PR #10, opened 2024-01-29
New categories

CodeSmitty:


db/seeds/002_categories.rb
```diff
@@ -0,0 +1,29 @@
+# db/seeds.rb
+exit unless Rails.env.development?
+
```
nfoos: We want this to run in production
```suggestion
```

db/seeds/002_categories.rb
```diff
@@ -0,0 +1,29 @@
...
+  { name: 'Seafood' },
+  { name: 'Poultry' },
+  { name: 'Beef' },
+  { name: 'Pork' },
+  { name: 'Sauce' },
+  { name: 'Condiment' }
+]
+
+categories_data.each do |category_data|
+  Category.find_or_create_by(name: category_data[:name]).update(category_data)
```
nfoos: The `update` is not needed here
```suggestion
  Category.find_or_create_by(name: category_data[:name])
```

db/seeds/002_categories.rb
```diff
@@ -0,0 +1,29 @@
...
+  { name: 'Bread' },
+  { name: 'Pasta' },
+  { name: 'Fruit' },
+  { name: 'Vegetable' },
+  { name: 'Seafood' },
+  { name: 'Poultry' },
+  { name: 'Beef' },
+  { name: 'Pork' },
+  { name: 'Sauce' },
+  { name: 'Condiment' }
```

....

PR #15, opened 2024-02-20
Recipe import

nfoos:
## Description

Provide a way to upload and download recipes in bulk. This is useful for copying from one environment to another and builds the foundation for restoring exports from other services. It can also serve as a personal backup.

....

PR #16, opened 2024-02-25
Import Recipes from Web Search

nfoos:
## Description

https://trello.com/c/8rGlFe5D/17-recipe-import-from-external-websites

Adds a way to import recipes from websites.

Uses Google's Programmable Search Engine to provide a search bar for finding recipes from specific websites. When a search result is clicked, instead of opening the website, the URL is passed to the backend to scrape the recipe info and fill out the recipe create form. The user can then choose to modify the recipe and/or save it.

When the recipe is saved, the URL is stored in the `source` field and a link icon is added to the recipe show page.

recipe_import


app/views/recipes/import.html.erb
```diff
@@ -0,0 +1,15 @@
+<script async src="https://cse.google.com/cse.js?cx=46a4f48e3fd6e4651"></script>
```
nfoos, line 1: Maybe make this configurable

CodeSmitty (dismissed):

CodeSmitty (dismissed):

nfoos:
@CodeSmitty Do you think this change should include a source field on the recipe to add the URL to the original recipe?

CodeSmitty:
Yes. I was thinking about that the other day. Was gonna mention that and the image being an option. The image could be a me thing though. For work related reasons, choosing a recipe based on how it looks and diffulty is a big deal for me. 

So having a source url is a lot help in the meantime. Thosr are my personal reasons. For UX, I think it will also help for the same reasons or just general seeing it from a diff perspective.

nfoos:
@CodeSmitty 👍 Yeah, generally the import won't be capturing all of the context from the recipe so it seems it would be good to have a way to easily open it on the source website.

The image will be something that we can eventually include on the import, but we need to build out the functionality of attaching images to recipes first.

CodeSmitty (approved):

....

§ **Task to complete**: All lines that contain the word "include" should be copied from the listing.

§ **Result below**:
@CodeSmitty Do you think this change should include a source field on the recipe to add the URL to the original recipe?
The image will be something that we can eventually include on the import, but we need to build out the functionality of attaching images to recipes first.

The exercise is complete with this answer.